## [Activity]
The expected output is an exact restatement of all the records.

((

Issue #8132, opened 2020-10-17
9.5.2 - When add consumables it does not add the Financial and administrative information


enlanebulosa:
**Describe the bug**

When add consumables it does not add the Financial and administrative information that is found in the Consumable Management tab

**To reproduce**

1. Go to 'Assets --> Consumables'
2. Click on 'Item'
3. Go to 'Consumables' tab
4. Click on 'Add consumable'
5. Go to icon show Financial and administrative information

**Expected behavior**

Add Financial and administrative information what was added to the item

**Screenshots**

![Screenshot (2)](https://user-images.githubusercontent.com/22381246/96351281-b3095380-1090-11eb-9f3e-4e24386fef44.png)
![Screenshot (4)](https://user-images.githubusercontent.com/22381246/96351288-bb618e80-1090-11eb-92d4-4ce3cfb0b1c8.png)
![Screenshot (5)](https://user-images.githubusercontent.com/22381246/96351290-bf8dac00-1090-11eb-8eae-a32bbd499272.png)

**Additional context**

I replied this error on GLPI Network Cloud (https://hec2.with.glpi-network.cloud)

PR #8152, opened 2020-10-21
Fix inheritance of consumable financial information

cconard96:
| Q             | A
| ------------- | ---
| Bug fix?      | yes
| New feature?  | no
| BC breaks?    | no
| Deprecations? | no
| Tests pass?   | yes
| Fixed tickets | #8132

### DIFF
--- a/inc/commondbchild.class.php
+++ b/inc/commondbchild.class.php
@@ -452,6 +452,7 @@ abstract class CommonDBChild extends CommonDBConnexity {
     * @return void
    **/
    function post_addItem() {
+      global $CFG_GLPI;
 
       if ((isset($this->input['_no_history']) && $this->input['_no_history'])
           || !static::$logs_for_parent) {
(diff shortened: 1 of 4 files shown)


cedric-anne (commented):
Unless I am wrong, for now, this inheritance is done only on `SoftwareLicence` (inheritance from `Software`). If we add it for `Consumable`, we should also add it for `Cartridge`.

Do you think it is possible to do a global logic like this ?
```
if ($this instanceof CommonDBChild && in_array(static::class, $CFG_GLPI["infocom_types"]) && in_array(static::$itemtype, $CFG_GLPI["infocom_types"])) {
   // inherit infocom
}
```

It would not handle the `SoftwareLicence` case as this class is not a `CommonDBChild`, but it is another problem.

cconard96:
> Unless I am wrong, for now, this inheritance is done only on `SoftwareLicence` (inheritance from `Software`).

I wasn't aware of that functionality with software licenses. I just knew my workflow for adding a bunch of new consumables had been to set the financial info on the ConsumableItem, add the consumables, then disable the financial info on the ConsumableItem to prevent accidentally adding it to consumables from a different order.
This functionality was removed when cloning was added (1de713e6777edc0c57139246f373d7abda1e5b00). The `post_addItem` in consumable was removed. I re-added it and changed it to use the new clone function.

Looking more at the commit, there are more instances of deleted `post_addItem` that will need tested and re-implemented.

cedric-anne (approved):

trasher (approved):

PR #8174, opened 2020-10-27
Fix ticket dashboards titles

AdrienClairembault:
Introduced by https://github.com/glpi-project/glpi/pull/8151.

Tickets dashboard titles are broken on latest 9.5/bugfixes:
image

This is caused by a font size increase (11px -> 2em in #8151).
To fix this I've allowed the line to use 100% of the available width and added a text-ellipsis in case the text may still be too long in some other languages (in this case the user can hover on the text to see the full title thanks to the new title attribute).

After (with example of a long title for the last one) : 
image

FYI the labels were much smaller in 9.5.1 (font size is em based, 

| Q             | A
| ------------- | ---
| Bug fix?      | yes
| New feature?  | no
| BC breaks?    | no
| Deprecations? | no
| Tests pass?   | yes

### DIFF
--- a/inc/dashboard/widget.class.php
+++ b/inc/dashboard/widget.class.php
@@ -273,6 +273,7 @@ class Widget extends CommonGLPI {
          ? "href='{$p['url']}'"
          : "";
 
+      $label = $p['label'];
       $html = <<<HTML
       <style>
          #{$p['id']} {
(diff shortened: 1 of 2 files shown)


inc/dashboard/widget.class.php
```diff
@@ -290,7 +291,7 @@ public static function bigNumber(array $params = []): string {
          class="card big-number $class"
          title="{$p['alt']}">
          <span class="content">$formatted_number</span>
-         <div class="label">{$p['label']}</div>
```
orthagh, line 293: this change is probably not needed, no ?

AdrienClairembault: This is for when to text is shortened by the ellipsis: 
image

orthagh (approved):

inc/dashboard/widget.class.php
orthagh: sorry, i didn't see the title part

cedric-anne (approved):

trasher (approved):

PR #8258, opened 2020-11-12
Increase max items per contract

AdrienClairembault:
| Q             | A
| ------------- | ---
| Bug fix?      | yes
| New feature?  | no
| BC breaks?    | no
| Deprecations? | no
| Tests pass?   | yes
| Fixed tickets | !21058


trasher (approved):

orthagh (approved):
I agree with this change.

To note, i'm not satisfied at all with the current number input.
The max value is mandatory, a dropdown is not very convenient.

I'll suggest we work, onto `master`branch, on a overhaul of these dropdowns and move to a `input[type=number]`, removing max value when it's not needed (the majority i think)

cedric-anne (approved):
Same remark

))

## [Your response]
Issue #8132, opened 2020-10-17
9.5.2 - When add consumables it does not add the Financial and administrative information


enlanebulosa:
**Describe the bug**

When add consumables it does not add the Financial and administrative information that is found in the Consumable Management tab

**To reproduce**

1. Go to 'Assets --> Consumables'
2. Click on 'Item'
3. Go to 'Consumables' tab
4. Click on 'Add consumable'
5. Go to icon show Financial and administrative information

**Expected behavior**

Add Financial and administrative information what was added to the item

**Screenshots**

![Screenshot (2)](https://user-images.githubusercontent.com/22381246/96351281-b3095380-1090-11eb-9f3e-4e24386fef44.png)
![Screenshot (4)](https://user-images.githubusercontent.com/22381246/96351288-bb618e80-1090-11eb-92d4-4ce3cfb0b1c8.png)
![Screenshot (5)](https://user-images.githubusercontent.com/22381246/96351290-bf8dac00-1090-11eb-8eae-a32bbd499272.png)

**Additional context**

I replied this error on GLPI Network Cloud (https://hec2.with.glpi-network.cloud)

PR #8152, opened 2020-10-21
Fix inheritance of consumable financial information

cconard96:
| Q             | A
| ------------- | ---
| Bug fix?      | yes
| New feature?  | no
| BC breaks?    | no
| Deprecations? | no
| Tests pass?   | yes
| Fixed tickets | #8132

### DIFF
--- a/inc/commondbchild.class.php
+++ b/inc/commondbchild.class.php
@@ -452,6 +452,7 @@ abstract class CommonDBChild extends CommonDBConnexity {
     * @return void
    **/
    function post_addItem() {
+      global $CFG_GLPI;
 
       if ((isset($this->input['_no_history']) && $this->input['_no_history'])
           || !static::$logs_for_parent) {
(diff shortened: 1 of 4 files shown)


cedric-anne (commented):
Unless I am wrong, for now, this inheritance is done only on `SoftwareLicence` (inheritance from `Software`). If we add it for `Consumable`, we should also add it for `Cartridge`.

Do you think it is possible to do a global logic like this ?
```
if ($this instanceof CommonDBChild && in_array(static::class, $CFG_GLPI["infocom_types"]) && in_array(static::$itemtype, $CFG_GLPI["infocom_types"])) {
   // inherit infocom
}
```

It would not handle the `SoftwareLicence` case as this class is not a `CommonDBChild`, but it is another problem.

cconard96:
> Unless I am wrong, for now, this inheritance is done only on `SoftwareLicence` (inheritance from `Software`).

I wasn't aware of that functionality with software licenses. I just knew my workflow for adding a bunch of new consumables had been to set the financial info on the ConsumableItem, add the consumables, then disable the financial info on the ConsumableItem to prevent accidentally adding it to consumables from a different order.
This functionality was removed when cloning was added (1de713e6777edc0c57139246f373d7abda1e5b00). The `post_addItem` in consumable was removed. I re-added it and changed it to use the new clone function.

Looking more at the commit, there are more instances of deleted `post_addItem` that will need tested and re-implemented.

cedric-anne (approved):

trasher (approved):

PR #8174, opened 2020-10-27
Fix ticket dashboards titles

AdrienClairembault:
Introduced by https://github.com/glpi-project/glpi/pull/8151.

Tickets dashboard titles are broken on latest 9.5/bugfixes:
image

This is caused by a font size increase (11px -> 2em in #8151).
To fix this I've allowed the line to use 100% of the available width and added a text-ellipsis in case the text may still be too long in some other languages (in this case the user can hover on the text to see the full title thanks to the new title attribute).

After (with example of a long title for the last one) : 
image

FYI the labels were much smaller in 9.5.1 (font size is em based, 

| Q             | A
| ------------- | ---
| Bug fix?      | yes
| New feature?  | no
| BC breaks?    | no
| Deprecations? | no
| Tests pass?   | yes

### DIFF
--- a/inc/dashboard/widget.class.php
+++ b/inc/dashboard/widget.class.php
@@ -273,6 +273,7 @@ class Widget extends CommonGLPI {
          ? "href='{$p['url']}'"
          : "";
 
+      $label = $p['label'];
       $html = <<<HTML
       <style>
          #{$p['id']} {
(diff shortened: 1 of 2 files shown)


inc/dashboard/widget.class.php
```diff
@@ -290,7 +291,7 @@ public static function bigNumber(array $params = []): string {
          class="card big-number $class"
          title="{$p['alt']}">
          <span class="content">$formatted_number</span>
-         <div class="label">{$p['label']}</div>
```
orthagh, line 293: this change is probably not needed, no ?

AdrienClairembault: This is for when to text is shortened by the ellipsis: 
image

orthagh (approved):

inc/dashboard/widget.class.php
orthagh: sorry, i didn't see the title part

cedric-anne (approved):

trasher (approved):

PR #8258, opened 2020-11-12
Increase max items per contract

AdrienClairembault:
| Q             | A
| ------------- | ---
| Bug fix?      | yes
| New feature?  | no
| BC breaks?    | no
| Deprecations? | no
| Tests pass?   | yes
| Fixed tickets | !21058


trasher (approved):

orthagh (approved):
I agree with this change.

To note, i'm not satisfied at all with the current number input.
The max value is mandatory, a dropdown is not very convenient.

I'll suggest we work, onto `master`branch, on a overhaul of these dropdowns and move to a `input[type=number]`, removing max value when it's not needed (the majority i think)

cedric-anne (approved):
Same remark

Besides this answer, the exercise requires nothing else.